To be successful, focus is the main requirement. Sometimes I hear it described
as 'passion', but I'm not sure that that word is very accurate.

What happens is that a man is caught up with an idea and he obsesses about it,
he thinks about it, he works on it, he changes it, fixes it, till at long
last, he sits back and thinks - this thing bloody works.

Along the way, he's not going out and partying for two days, waking up with a
hangover, deciding to take a week off from his business. He does not socialise
because he has not solved the problem yet.

The failures are those who are thinking about money or how to get into yc or
the big payout. Those ones are focused on the money, but instead of actually
understanding that what they are interested in is the money, they pretend like
their product is their interest. It's not.

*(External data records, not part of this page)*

PR #949, opened 2017-07-13
Added check on utcOffset to see if it was passed with a zero value

### LINKED ISSUE #920: Highlighting of "today" date not always correct when using utcOffset

greg-a-smith:
During a previous pull request (#921), I added a check for `utcOffset` when computing the `defaultPreSelection`.  This _almost_ worked.  As it turns out, it works for any non-zero `utcOffset`, however, if the `utcOffset` is passed as `0` (GMT), the check returns falsey and does not evaluate properly.  This change also checks for a value of `0`.

Fixes #920

### DIFF
--- a/src/datepicker.jsx
+++ b/src/datepicker.jsx
@@ -116,7 +116,7 @@ export default class DatePicker extends React.Component {
       this.props.openToDate ? moment(this.props.openToDate)
       : this.props.selectsEnd && this.props.startDate ? moment(this.props.startDate)
       : this.props.selectsStart && this.props.endDate ? moment(this.props.endDate)
-      : (this.props.utcOffset || this.props.utcOffset === 0) ? moment.utc().utcOffset(this.props.utcOffset)
+      : (typeof this.props.utcOffset !== 'undefined') ? moment.utc().utcOffset(this.props.utcOffset)
       : moment()
     const minDate = getEffectiveMinDate(this.props)
     const maxDate = getEffectiveMaxDate(this.props)
--- a/src/datepicker.jsx
+++ b/src/datepicker.jsx
@@ -116,7 +116,7 @@ export default class DatePicker extends React.Component {
       this.props.openToDate ? moment(this.props.openToDate)
       : this.props.selectsEnd && this.props.startDate ? moment(this.props.startDate)
       : this.props.selectsStart && this.props.endDate ? moment(this.props.endDate)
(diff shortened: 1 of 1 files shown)


greg-a-smith:
Similar to #921 , since the issue depends on a local environment's current date/time, I'm not quite sure how to replicate that in a unit test.  Passing a date in doesn't work because the fix is only hit when no date is passed in.

martijnrusschen:
This seems like an uncommon way of fixing this. Isn't there a javascript function that can check if there's something supplied that's a number? I'm  afraid that fixes like these are getting refactored at some point and will be gone because nobody can remember why this was added.

greg-a-smith:
@martijnrusschen Fair point.  I will look at making the change a better way.

aij:
I think the `=== 0` would handle `null` better. Treating `null` and `undefined` differently here seems surprising.

`moment.utc().utcOffset(null)` returns `0` rather than a moment object.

Look at every successful entepreneur. They were driven by an idea on something
in particular. They have an idea and they obsess till they get it perfect.

The companies who say 'We did not understand our consumers' were bound to fail
from the start. This is because if you are not your own consumer, you cannot
create a successful product. You won't have the focus, energy or drive.

When you choose your product, you have to choose one that you would choose to
stay at home working on instead of going to a party with hot willing chicks.
Even if you knew the product would never bring you any money. Does your
current product fulfill this?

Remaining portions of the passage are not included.